REQUIRED ACTION: Copy every line of the listing that holds the string "files".

SUPPLIED RECORDS:
PR #139, opened 2017-05-26
Make table and db iterable

noirbizarre:
This PR makes `Table` iterable and `TinyDB` iterable over default table so it's possible to write:
```python
# Iter over default table
db = TinyDB()
for obj in db:
   do_something(obj)
table = db.table('my_table')
for obj in table:
   do_something(obj)
```


msiemens:
I think that's a nice addition. I'm still thinking about where this should be described in the docs: basic usage or advanced usage.

@eugene-eeo What do you think about this change?

noirbizarre:
I just added a simple documentation proposal

eugene-eeo:
@msiemens I'm fine with it since it opotimises for the 80% use case. But it needs to be documented somewhere. Perhaps in Basic Usage would be appropriate.

msiemens:
> since it opotimises for the 80% use case

Good point. I think it's quite intuitive for `iter(db)` to be an alias for `db.all()`. Thanks for the Pull Request @noirbizarre!

msiemens:
Also, I've now released TinyDB v3.3.0 which includes this feature :)

PR #140, opened 2017-05-26
Fix unclosed files warnings on Python 3+

noirbizarre:
This PR ensure opened files are closed during tests (and so removes the raised warnings on Python 3+)


msiemens:
Thanks!

PR #142, opened 2017-06-22
Remove absolute imports to support vendoring

mottosso:
Hi folks,

Thanks for this amazing project! I'm looking to bundle tinydb with another software library but couldn't due to the global references to `tinydb` in import statements.

This PR makes all imports relative, so that you can now do this.

```python
from my_library.vendor import tinydb
```

Let me know if there are any issues.

### DIFF
--- a/tinydb/__init__.py
+++ b/tinydb/__init__.py
@@ -8,8 +8,8 @@ backend. It has support for handy querying and tables.
 
 Usage example:
 
->>> from . import TinyDB, where
->>> from .storages import MemoryStorage
+>>> from tinydb. import TinyDB, where
+>>> from tinydb.storages import MemoryStorage
 >>> db = TinyDB(storage=MemoryStorage)
 >>> db.insert({'data': 5})  # Insert into '_default' table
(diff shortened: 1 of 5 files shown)


tinydb/__init__.py
```diff
@@ -8,8 +8,8 @@
 
 Usage example:
 
->>> from tinydb import TinyDB, where
->>> from tinydb.storages import MemoryStorage
+>>> from . import TinyDB, where
+>>> from .storages import MemoryStorage
```
msiemens: I think we should keep the absolute import here as that's what users will usually continue to use. Or am I mistaken?

msiemens:
One small nit with the docstring, otherwise looks good to me!

tinydb/__init__.py
mottosso: Oh, yes you are right. Sorry about that.

msiemens:
Merged, thanks! I'll try to find to release a new version of TinyDB next week :)

msiemens:
BTW, I've just released v3.3.1 which includes this pull request :)

PR #145, opened 2017-08-06
Added some trivial key/value update operations

pjrule:
I found the tinydb.operations functions to be a bit bare—there are cases where one might want to change a key by more than ±1, which is all the existing `increment()` and `decrement()` functions do. :) I also added a `set()` function to directly update keys.


msiemens:
That makes sense, merged :)

msiemens:
BTW: The new update operations are included in the latest release of TinyDB I just published (v3.4.0)! Thanks again for the contribution 🙂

RESULT:
Fix unclosed files warnings on Python 3+
This PR ensure opened files are closed during tests (and so removes the raised warnings on Python 3+)
(diff shortened: 1 of 5 files shown)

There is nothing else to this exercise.